Additionally, other researchers have tried, and failed, to achieve incorporation of nucleotides with the dye attached to the 3' position. "The active site, where nucleotides bind, is really crowded and it's too difficult to incorporate them when you have a bulky group," Metzker said.
"They don't even show they're getting base-specific incorporation," he added, and instead "just kind of conclude they're getting long reads."

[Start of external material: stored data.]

PR #1324, opened 2019-08-31
Added monitoring for code coverage post-submit

steuhs:
`go test -coverprofile` returns a non-zero return code if any of the unit test fails.
While occasional such failure may be caused by flakiness, consistent failures in post-submit workflow of code coverage is likely caused by bad configuration or running environment. We want to be able to monitor on these failures with pre-set thresholds.
1. make post-submit job fail at the end, if the `go test` has a non-zero return code
2. Add the error pattern to monitoring so that alert will be sent if threshold is met

Fixes #

### DIFF
--- a/tools/coverage/artifacts/profiling.go
+++ b/tools/coverage/artifacts/profiling.go
@@ -16,6 +16,7 @@ limitations under the License.
 package artifacts
 
 import (
+	"fmt"
 	"io"
 	"log"
 	"os"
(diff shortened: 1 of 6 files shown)


tools/coverage/artifacts/profiling.go
```diff
@@ -34,7 +35,7 @@ func NewProfileReader(reader io.ReadCloser) *ProfileReader {
 
 // runProfiling writes coverage profile (&its stdout) by running go test on
 // target package
-func runProfiling(covTargets []string, localArts *LocalArtifacts) {
+func runProfiling(covTargets []string, localArts *LocalArtifacts) (err error) {
```
adrcunha: The error return is now important, that should be a test for that.

yt3liu:
You also need to add pubsub labels to all the post-submit code coverage jobs for monitoring to be aware of those jobs. (can be done in a separate PR) 

/cc @yt3liu

chaodaiG:
/uncc
add me back if needed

In response to Metzker's criticisms, Tsai and Lee suggested that they're aware of these issues and that their data back up their claims.
"We have used both mass spectrometry and X-ray crystallography to show that contamination was not an issue in the first couple of cycles," Tsai said.
He also acknowledged that the team used the same dye for all the different nucleotide analogs, instead of a different dye for each one. "This will be an important next step, but only one of many important steps that remain to be optimized before commercialization," he said. "The reason we did not use different fluorophores for each [nucleotide analog] is due to sample availability, not a technical issue. A more important issue in terms of proof of concept is the error rate, which is reasonably good in our system."
Lastly, Metzker noted that the incorporation rate was slow, which would make the entire platform slow compared to other single-molecule platforms, for example from Pacific Biosciences and Oxford Nanopore Technologies. The read length, even at 1,000 base pairs, would also pale in comparison to reads from those other platforms.
Lee suggested that Personal Genomics, if successful, would be cheaper than PacBio. But most often, he compared the technology he's working on to Illumina's.
Meantime, Personal Genomics continues to search for the right combination of chemistry and hardware. Lee said the firm is gearing up for a product demonstration "maybe sometime in the first half of next year."